The matter was of particular concern to the English artist John Piper (1903-1992). In the 1930’s and 40’s he established himself as a latter day Romantic, capturing an authenticity in his pictures of churches and ruins that was grounded in the passing of time, and a sympathy between architecture, as a living entity, and the rhythms of nature. In 1947 John Piper’s essay Pleasing Decay was a warning to the over- zealous post-war town planner, and might well have influenced the decision to stabilise rather than restore, the shrapnel damage suffered by iconic national buildings, like the Victoria and Albert Museum and the Tate Gallery (Piper 1947). More interesting still is how an authenticity based on the accumulation of memories and the specificities of place can act as a corrective to more impersonal, if accurate, measures of time. In today’s era of atomic clocks, continuous news and instant messaging, the pleasing decay of a house like Camelford Street has the ‘out of time’ quality of a lost world.


That is why I decided not to take up the challenge of the ‘holiday home waiting to be rediscovered’. The renovation could so easily have destroyed the magic, as its atmosphere was a unique combination of deliberate whimsy or 60’s campiness overlain with half a century of neglect and decay.
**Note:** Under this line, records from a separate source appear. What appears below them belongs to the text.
PR #1271, opened 2022-07-03
Uclid5-based LF Verifier

lsk567:
This is a PR for an LF verifier built on top of [Uclid5](https://github.com/uclid-org/uclid), which analyzes an LF program with the C target and checks whether the program violates a user-specified property. Currently, this feature is enabled when the `@property` annotation is used.

A corresponding benchmark suite can be found here: https://github.com/lf-lang/lf-verifier-benchmarks.

Here is a list of remaining TODOs for this PR:
- [x] Implement an MTL parser that parses user-specified properties. Generate uclid axioms that correspond to the MTL properties.
- [x] Implement a C parser and generate uclid axioms (or smt-lib directly) from analyzable C fragments.
- [x] Automatically calculate the completeness threshold for an MTL property.
- [x] Support timers.
- [x] Speed up SMT file generation process.
- [x] Generate a `.dot` file for the state space diagram.
- [x] Support `lf_schedule_int` call (which takes 3 params).
- [x] [CEX] Parse negative numbers and a let binding from a counterexample.
- [x] A regression test suite and a CI workflow for the LF verifier, so that we know that adding a new feature would not break others (axioms are fairly delicate and might interfere with each other).
- [x] Trim the test cases so that they can be run on a machine with 7G RAM.
- [x] [State space] The event queue needs to sort events by name in addition to time.
- [x] Show a warning for "experimental feature".
- [x] Check for `uclid` and `z3`.

Major feature TODOs:
- Implement an algorithm for abstracting away in the uclid encoding components that cannot causally influence the truth value of a property.
- Support local variables and multiple updates to the same variable in C reaction bodies.
- [Important] Integrate with CBMC. Hopefully, let CBMC output reaction axioms.

Minor features / bugs TODOs:
- [LF] [!] Support physical actions (solver currently blocks).
- [LF] When checking the intervals of a temporal operator, do not take microsteps into account.
- [LF] If a reaction is triggered by startup, it cannot be triggered by another trigger yet.
- [LF] Unconnected input ports currently have nondeterministic behavior. It should not have any signals.
- [LF] Support reactor parameters.
- [LF] Support multiple reactions sensitive to the same trigger.
- [LF] Allow a reaction to be triggered by `startup` and other triggers. For example in `PingPong.lf`.
- [LF] Support reactor parameters.
- [LF] Support modal models.
- [LF & C] [!] Unused triggers (e.g. a logical action declared at the LF layer but not referenced in the reaction body) can block the model. Need to handle this either in the translation or in the encoding. Even if one branch of an if statement is not using it, the entire model is blocked.
```
reaction(startup, serve) -> send {=
    lf_set(send, self->pingsLeft);
    self->pingsLeft -= 1;
=}
```
- [C] Empty reaction bodies are not supported yet.
- [C] [50%] Support adding an additional delay when scheduling an action. The current implementation is almost there except that the state tuple needs to augment with a list of additional delay variables. The reaction axioms should set these variables, and the `Actions` axioms should reference these additional delay variables.
- [C] Support C time value macros (such as `MS(100)`).
- [C] In `TrafficLight.lf`, if an action is visible, not using it blocks the model. So if one branch of an if statement is not using it, the entire model is blocked.
- [State space] Detect Zeno behavior (zero delay cycle) during state space exploration. The current behavior seems to alternate between (0,0) and (0,1) (when running `Election.lf`).
- [State space] One-off timer declarations that look like `timer t(1 nsec)` currently send the explorer into an infinite loop.
- [Diagram] Render CEX diagrams.
- [MTL] In the ADAS model, the property, `ADASModel_l_reaction_0 ==> (F[0, 50 msec]( ADASModel_b_reaction_0 ))`, returns trivially true.
- [MTL] The parsing of `X()` is sometimes problematic.

For logical time-based semantics:
- Generate axioms for simultaneous reaction invocations while preserving reaction priorities.

Notes on maintaining this feature:
1. To develop the Uclid encoding, it is good to first develop a small example manually and then codify the axioms in the Uclid generator.

Debugging tips:
1. To debug the C AST, there is a handy function in `AstUtils.java`, `printStackTraceAndMatchedText()`, that can print the string matched by ANTLR as well as the stack trace of the visitor functions.
2. Unused triggers can block the model (producing trivially true).
3. Insufficient CT can block the model.


org.lflang/src/org/lflang/TimeValue.java
```diff
@@ -25,6 +25,8 @@
 
 package org.lflang;
 
+import java.sql.Time;
```
lsk567, line 28: This seems unnecessary. To remove.

lsk567:
I believe this PR is ready for review now. The Uclid test has passed in the CI, but some other tests have been failing mysteriously...

petervdonovan:
> some other tests have been failing mysteriously...

All of the tests that call `./gradlew build` are failing because some Java files are not formatted.

petervdonovan:
I just pushed a formatting commit, but it is not appearing here. It is visible in the "code" UI in GitHub, though, so I know the commits are in this branch on the remote.

core/src/main/java/org/lflang/analyses/statespace/Event.java
```diff
@@ -0,0 +1,44 @@
...
+  @Override
+  public int compareTo(Event e) {
+    // Compare tags first.
+    int ret = this.tag.compareTo(e.tag);
+    // If tags match, compare trigger names.
+    if (ret == 0) ret = this.trigger.getFullName().compareTo(e.trigger.getFullName());
+    return ret;
+  }
+
+  /** This equals() method does NOT compare tags, only compares triggers. */
```
petervdonovan, line 29: You might consider making this a method of its own that does not override `equals` for this reason. See the [`Comparable` contract](https://docs.oracle.com/javase/8/docs/api/java/lang/Comparable.html). Data structures in the Java standard library (probably including `PriorityQueue`) assume that the ordering induced by `compareTo` is total with respect to the equality defined by `equals`.

core/src/main/java/org/lflang/analyses/statespace/StateInfo.java
```diff
@@ -0,0 +1,24 @@
+/** A class that represents information in a step in a counterexample trace */
```
petervdonovan, line 1: Probably this comment belongs on line 6, above `public class StateInfo`?

> [A doc comment is written in HTML and must precede a class, field, constructor or method declaration](https://www.oracle.com/technical-resources/articles/java/javadoc-tool.html)

The same comment applies to `StateSpaceInfo.java`.

core/src/main/java/org/lflang/analyses/statespace/StateSpaceDiagram.java
```diff
@@ -0,0 +1,217 @@
...
+
+import java.util.List;
+import java.util.Set;
+import java.util.stream.Collectors;
+import org.lflang.TimeValue;
+import org.lflang.generator.CodeBuilder;
+import org.lflang.generator.ReactionInstance;
+import org.lflang.graph.DirectedGraph;
+
+// FIXME: Use a linkedlist instead.
```
petervdonovan, line 12: I think this is fine as-is because the Java standard `LinkedList` is extremely limited in that it only allows linear structures without looping nor branching. But this seems to be encoding structures that can be cyclic.

core/build.gradle
lhstrh, line 1: @cmnrd, could you please review the changes to this file?

core/src/main/java/org/lflang/analyses/statespace/StateSpaceExplorer.java
```diff
@@ -0,0 +1,329 @@
...
+   * Explore the state space and populate the state space diagram until the specified horizon (i.e.
+   * the end tag) is reached OR until the event queue is empty.
+   *
+   * <p>As an optimization, if findLoop is true, the algorithm tries to find a loop in the state
+   * space during exploration. If a loop is found (i.e. a previously encountered state is reached
+   * again) during exploration, the function returns early.
+   *
+   * <p>TODOs: 1. Handle action with 0 min delay. 2. Check if zero-delay connection works.
+   */
+  public void explore(Tag horizon, boolean findLoop) {
```
petervdonovan, line 75: The cyclomatic complexity of this method is probably around 24 based on the number of conditional branches and loops that it has, and 10 is considered a reasonable upper limit. Consider breaking this into smaller methods that each have documentation. Extremely long methods with high cyclomatic complexity and inline comments instead of method-level comments are an antipattern in our code base.

core/src/main/java/org/lflang/analyses/uclid/UclidGenerator.java
```diff
@@ -0,0 +1,1733 @@
...
+  //// Functions from generatorBase
+
+  @Override
+  public Target getTarget() {
+    return Target.C; // Works with a C subset.
+  }
+
+  @Override
+  public TargetTypes getTargetTypes() {
+    throw new UnsupportedOperationException("TODO: auto-generated method stub");
```
petervdonovan, line 1731: It might be wise to provide a short explanation of why it doesn't make sense to implement `getTargetTypes` instead of keeping the text `"TODO: auto-generated method stub"`.

petervdonovan (commented):
This is a large PR that looks like it represents a lot of work.

Today I only had the time to do a superficial pass over it. There were certain comments, such as
- FIXMEs that seem like they would be trivial to address before merging this PR
- chances to use pattern-matching syntax instead of casts
- usages of `Exceptions.sneakyThrow` which we usually do not need
- JavaDoc comments located at the top of files instead of the tops of classes
- occasional methods with cyclomatic complexity exceeding 10 or 15
- public or package-private mutable or non-final fields, protected fields that could be private, or private fields that could be final

where I may not have written the comment in every place where it would be applicable.

lsk567:
@petervdonovan @lhstrh Thanks very much for the detailed reviews! I will work on addressing these comments in the coming days. Since this PR is indeed fairly large, I would like to take the time to make sure that everything conforms to the standards before merging this in. :-)

.github/workflows/uclid-verifier-c-tests.yml
```diff
@@ -0,0 +1,69 @@
...
+          repository: lsk567/lf-verifier-benchmarks
+          ref: main
+          path: lf-verifier-benchmarks
+      - name: Check out Uclid5 repository
+        uses: actions/checkout@v3
+        with:
+          repository: uclid-org/uclid
+          ref: 4fd5e566c5f87b052f92e9b23723a85e1c4d8c1c
+          path: uclid
+      - name: Set up JDK 17
```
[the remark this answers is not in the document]
lhstrh: I vaguely recall we stopped using that action due to flakiness, but that might be averted by the caching we do (except on Windows, where it might rear its head because don't have caching working on Windows.

cli/lfc/src/main/java/org/lflang/cli/Lfc.java
```diff
@@ -79,6 +79,12 @@ public class Lfc extends CliBase {
       description = "Do not invoke target compiler.")
   private boolean noCompile;
 
+  @Option(
+      names = {"--no-verify"},
```
lhstrh, line 83: Should it be the default to run verification? What are the performance impacts? I'm thinking it might be better to have it the other way around...

core/src/main/java/org/lflang/generator/GeneratorBase.java
```diff
@@ -211,10 +192,6 @@ private void createMainInstantiation() {
    */
   public void doGenerate(Resource resource, LFGeneratorContext context) {
 
-    // FIXME: the signature can be reduced to only take context.
-    // The constructor also need not take a file config because this is tied to the context as well.
-    cleanIfNeeded(context);
```
lhstrh, line 216: What happened here?

cli/lfc/src/main/java/org/lflang/cli/Lfc.java
petervdonovan: I think it only runs if there is a `@property` annotation (?)

lhstrh: Yes, that is true. But if you have code with properties, you don't necessarily want to check them every time you compile.

core/build.gradle
cmnrd: I pushed a change that uses the antlr plugin instead of the custom task. The grammar files are now located in the `src/main/antlr` source set. Applying the plugin revealed a couple of issues in our current configuration, which I also fixed.

cmnrd:
For some reason the CI is not triggering, not sure what is going on here.

lhstrh:
> For some reason the CI is not triggering, not sure what is going on here.

The branch is out of date and there are conflicts...

cmnrd:
Before we merge this, we should also consider how this can be integrated with the Maven build for epoch. We will also have to run antlr to generate the java files there. Perhaps @a-sr can comment on this?

core/src/main/java/org/lflang/analyses/uclid/UclidGenerator.java
```diff
@@ -0,0 +1,1733 @@
...
+                  + "("
+                  + "d"
+                  + "("
+                  + "i"
+                  + ")"
+                  + ")"
+                  + " == "
+                  + "false");
+        } else {
+          System.out.println("Unreachable!");
```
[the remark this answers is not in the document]
lsk567: Yes indeed, I will turn all of these println's into exceptions.

core/src/main/java/org/lflang/analyses/uclid/UclidGenerator.java
```diff
@@ -0,0 +1,1733 @@
...
+        li[i] = "true";
+        code.pr("|| rxn(i) == " + "{" + String.join(", ", li) + "}");
+      }
+      code.unindent();
+      code.pr("));");
+    }
+  }
+
+  /** Axioms for the trigger mechanism */
+  protected void generateTriggersAndReactions() {
```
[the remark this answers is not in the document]
lsk567: Great point...

core/build.gradle
lsk567: Thanks for fixing the antlr integration, @cmnrd !

.github/workflows/uclid-verifier-c-tests.yml
```diff
@@ -0,0 +1,69 @@
...
+      - name: Check out lingua-franca repository
+        uses: actions/checkout@v3
+        with:
+          path: lingua-franca
+          submodules: true
+          fetch-depth: 0
+      - name: Check out lf-verifier-benchmarks repository
+        uses: actions/checkout@v3
+        with:
+          repository: lsk567/lf-verifier-benchmarks
```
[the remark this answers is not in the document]
lsk567: Yes, indeed. The benchmark repo has been transferred to the lf-lang org. Will update this yml file.

core/build.gradle
```diff
@@ -44,6 +49,10 @@ dependencies {
         exclude group: 'org.eclipse.platform', module: 'org.eclipse.swt'
     }
 
+    antlr4 'org.antlr:antlr4:4.7.2'
+    implementation 'org.antlr:antlr4-runtime:4.7.2'
+    implementation 'org.json:json:20200518' // JSON
```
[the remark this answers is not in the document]
lsk567: Yes, you are right. We do not need the ANTLR code. Will change this to `compileOnly`.

core/src/main/java/org/lflang/analyses/cast/IfNormalFormAstVisitor.java
```diff
@@ -0,0 +1,92 @@
...
+ * is an ill-formed program.
+ *
+ * <p>In this program, visit() is the normalise() in the paper.
+ */
+public class IfNormalFormAstVisitor extends CBaseAstVisitor<Void> {
+
+  public CAst.StatementSequenceNode INF = new CAst.StatementSequenceNode();
+
+  @Override
+  public Void visitStatementSequenceNode(
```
PR #1275, opened 2022-07-06
Work-in-progress: Handle physical action-triggered outputs in federated execution TS (previously handled by TAN - Time Advance Notice)

hokeun:
Related PR: https://github.com/lf-lang/reactor-ts/pull/106


org.lflang/src/org/lflang/generator/ts/TSGenerator.kt
```diff
@@ -245,6 +242,48 @@ class TSGenerator(
...
+    private fun createMainReactorInstance() {
+        if (mainDef != null) {
+            if (main == null) {
+                // Recursively build instances. This is done once because
+                // it is the same for all federates.
+                main = ReactorInstance(
+                    ASTUtils.toDefinition(mainDef.reactorClass), errorReporter,
+                    unorderedReactions
+                )
+                val reactionInstanceGraph = main.assignLevels()
```
Soroosh129, line 261: Does this level assignment do anything here for reactor-ts?

hokeun: Not right now. I don't think we really use reactor instance in reactor-ts.

I think I just tried to do the same as the CGenerator.

Would you have any concern or advice?

Soroosh129: The old FIXME still applies here. For the purposes of correct level assignment (or correct topological sorting), we add phantom connections from source federates to destination federates that could cause compile errors or runtime errors if the source federate tries to write on those phantom connections. `removeRemoteFederateConnectionPorts(main)` just removes these phantom connections to avoid errors. This removal could lead to an incorrect topological sort in reactor-ts. We have a better potential solution for this, I think, which is to generate a [causality interface](https://github.com/lf-lang/lingua-franca/pull/1221#issue-1268041718) for the source federate in the destination federate instead of creating phantom connections.

hokeun: > The old FIXME still applies here.

Sorry, I don't think I have any idea about the old FIXME you're referring to...

> removeRemoteFederateConnectionPorts(main) just removes these phantom connections to avoid errors. This removal could lead to an incorrect topological sort in reactor-ts. We have a better potential solution for this, I think, which is to generate a https://github.com/lf-lang/lingua-franca/pull/1221#issue-1268041718 for the source federate in the destination federate instead of creating phantom connections.

I see. Thank you for your suggestion! But I'm not sure if we want to solve this problem here altogether. Would it be ok if I leave a TODO or FIXME here? Do you think getting away with `removeRemoteFederateConnectionPorts(main)` for now is the right approach for the moment?

Soroosh129: > Do you think getting away with removeRemoteFederateConnectionPorts(main) for now is the right approach for the moment?

I think so. The causality interface is set to be part of the FedGenerator effort anyway.

Soroosh129: > Sorry, I don't think I have any idea about the old FIXME you're referring to...

Oh, sorry, I was referring to [this](https://github.com/lf-lang/lingua-franca/blob/2011ccacb472451651d7e0d391127c8060fc9e54/org.lflang/src/org/lflang/generator/ts/TSGenerator.kt#L152).

hokeun: I tried deleting `removeRemoteFederateConnectionPorts(main)`, and I got an error like this.

```
lfc: error: Mixed triggers and effects from different federates. This is not permitted
 --> test/TypeScript/src/federated/DistributedLoopedPhysicalAction.lf:70:1
   |
69 | 
   | >>>>>>>>>>>>>>
70 | federated reactor DistributedLoopedPhysicalAction {
71 |     sender = new Sender();
   | ...
74 |     sender.out -> receiver.inp;
75 | }
   | < Mixed triggers and effects from different federates. This is not permitted
76 | 
```

Could we keep this for now? Would you have any suggestions?

Soroosh129: Oh, sorry, I misquoted your comment earlier. I meant to agree with the following:

> Would it be ok if I leave a TODO or FIXME here? 

I think we should keep `removeRemoteFederateConnectionPorts` for now, but leave a FIXME.

hokeun: Thanks @Soroosh129 ! I left a FIXME.

org.lflang/src/org/lflang/generator/ts/TSGenerator.kt
```diff
@@ -245,6 +242,50 @@ class TSGenerator(
...
+     * If a main or federated reactor has been declared, create a ReactorInstance of it.
+     * This will assign levels to reactions; then, if the program is federated,
+     * an AST transformation is performed to disconnect connections between federates.
+     */
+    private fun createMainReactorInstance() {
+        if (mainDef != null) {
+            if (main == null) {
+                // Recursively build instances. This is done once because
+                // it is the same for all federates.
+                main = ReactorInstance(
```
Soroosh129, line 256: Why is ReactorInstance instantiated here? This could be very expensive.

Soroosh129: I see that it's needed for `removeRemoteFederateConnectionPorts`. Would it work to limit the depth to 1, like it is done [here](https://github.com/lf-lang/lingua-franca/blob/e3c7fb439ec67b721aba6fdd468d36f58035836b/org.lflang/src/org/lflang/generator/GeneratorBase.java#L1121)?

hokeun: This is just following the implementation in the CGenerator.java here: https://github.com/lf-lang/lingua-franca/blob/master/org.lflang/src/org/lflang/generator/c/CGenerator.java#L2628

Would you have any suggestion on where the ReactorInstance is instantiated instead?

hokeun: The comment above was a reply to the first comment, by the way. 

> I see that it's needed for removeRemoteFederateConnectionPorts. Would it work to limit the depth to 1, like it is done [here](https://github.com/lf-lang/lingua-franca/blob/e3c7fb439ec67b721aba6fdd468d36f58035836b/org.lflang/src/org/lflang/generator/GeneratorBase.java#L1121)?

Sure, I can try that. Do you think we should update the CGenerator's logic as well?

hokeun: I added createMainReactorInstance() to make `findOutputsConnectedToPhysicalActions()` work. So now TypeScript starts using ReactorInstance.

Soroosh129: Specifically, by phantom connections, I'm referring to the bold lines in the example below that is part of #608:

hokeun: > Ah, I see. Okay. That makes sense. I got my answer then. There is no need to modify anything then. Thanks for explaining this!

Oh, I see. Thanks for the clarification and review! I'll leave this as is now then. 👍

Soroosh129 (approved):
Looks great!

hokeun:
Thank you @Soroosh129 !

PR #1277, opened 2022-07-06
Getting the minimum delay

Wonseo-C:
I implemented getting a minimum delay value. By adding "this.LET" member in the ReactionInstance, I can get the delays at Ports and Actions by checking effects. Then, calculate the minimum value of those delays.


org.lflang/src/org/lflang/generator/ReactionInstance.java
```diff
@@ -189,6 +192,38 @@ public ReactionInstance(
         }
     }
 
+    private static TimeValue LET;
+    private TimeValue getLET() {
```
Soroosh129, line 196: JavaDoc is missing here.

org.lflang/src/org/lflang/generator/ReactionInstance.java
```diff
@@ -189,6 +192,38 @@ public ReactionInstance(
...
+        TimeValue result = TimeValue.MAX_VALUE;
+        TimeValue temp = TimeValue.ZERO;
+        for (VarRef effect : definition.getEffects()) {
+            Variable variable = effect.getVariable();
+            if (variable instanceof Port) {
+                var portInstance = parent.lookupPortInstance(effect);
+                if (portInstance != null) {
+                    this.effects.add(portInstance);
```
Soroosh129, line 204: Why is `portInstance` added to `this.effects` here?

Soroosh129 (approved):
I only had a few minor comments. Other than that, this looks great to me!

Soroosh129:
We should also wait for all the checks to pass before merging in.

lhstrh (changes requested):
Looks good to me! I'm only requesting stylistic changes. See https://google.github.io/styleguide/javaguide.html#s5.3-camel-case

Wonseo-C:
> Looks good to me! I'm only requesting stylistic changes. See https://google.github.io/styleguide/javaguide.html#s5.3-camel-case
I reflected your request in https://github.com/lf-lang/lingua-franca/pull/1277/commits/8361e3a2c29b1f04309a6ec3baf6968681ddc23d!

lhstrh:
> @lhstrh What would be a good place to put a test for the `getLogicalExecutionTime()` method? I don't believe we have ReactionInstance tests.

Let's add a new class called `LetInferenceTests` or something like that in the following package:
https://github.com/lf-lang/lingua-franca/tree/master/org.lflang.tests/src/org/lflang/tests/compiler

@Wonseo-C: could you add some tests?

Wonseo-C:
> > @lhstrh What would be a good place to put a test for the `getLogicalExecutionTime()` method? I don't believe we have ReactionInstance tests.
> 
> Let's add a new class called `LetInferenceTests` or something like that in the following package: https://github.com/lf-lang/lingua-franca/tree/master/org.lflang.tests/src/org/lflang/tests/compiler
> 
> @Wonseo-C: could you add some tests?

OK! I'll try it and then share my work.

org.lflang/src/org/lflang/generator/ReactionInstance.java
```diff
@@ -78,6 +80,7 @@ public ReactionInstance(
         super(definition, parent);
         this.index = index;
         this.isUnordered = isUnordered;
+        this.LET = getLET();
```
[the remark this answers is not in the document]
lhstrh: @Wonseo-C: note that in the PR conversation view, you can hit a button saying `Commit suggestion` to automatically commit the suggestion :-)

lhstrh (changes requested):
This looks good, but we still need a test (or two).

lhstrh:
Closing this PR since as it has been subsumed by #1292, which now also contains tests.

So let me end with an extract as quoted by John Piper. Although it comes from the 1900’s, it is only necessary to update the technological references to appreciate why places like Camelford Street continue to fascinate in the age of Instagram and Google Earth:


“To walk in quest of any object that one has more or less tenderly dreamed of, to find your way, to steal upon it softly. To see at last, if it be a church or a castle. The tower-tops peeping above elms or beeches- to push forward with a rush, and emerge and pause and draw that first long breath which is the compromise between so many sensations: this is the pleasure left to the tourist even after the broad glare of photography has dissipated so many of the sweet mysteries of travel; even in a season when he is fatally apt to meet a dozen fellow pilgrims returning from the shrine, each as big a fool, so to speak, as he ever was, or to overtake a dozen more telegraphing their impressions down the line as they arrive”.

Henry James English Hours 1905:75






Figure 18. The terminus of the staircase on the top floor. Modernism and the Neo-Regency resolved.



(1) http://www.mybrightonandhove.org.uk/page_id__8648.aspx accessed 3/1/15

Edwards, A. Trystan (1924) Good and Bad Manners in Architecture. Phillip Allan and Co, London.

James, Henry (1905) English Hours. William Heinemann, London.

Piper, John (1947) ‘Pleasing Decay’ The Architectural Review. September.

Saint, Andrew (1996) ‘How Listing Happened’, in Michael Hunter ed. Preserving the Past: The Rise of Heritage in Modern Britain, Sutton Publishing Ltd, Stroud.

Sharp, Thomas (1940) Town Planning. Penguin Books, Harmondsworth.

Sontag, Susan (1964) ‘Notes on Camp’ The Partisan Review, December. pp.515-530

Thompson, Michael (1979) Rubbish Theory. The Creation and Destruction of Value. Oxford University Press.

Venturi, Robert (1966) Complexity and Contradiction in Architecture. Museum of Modern Art Press, New York.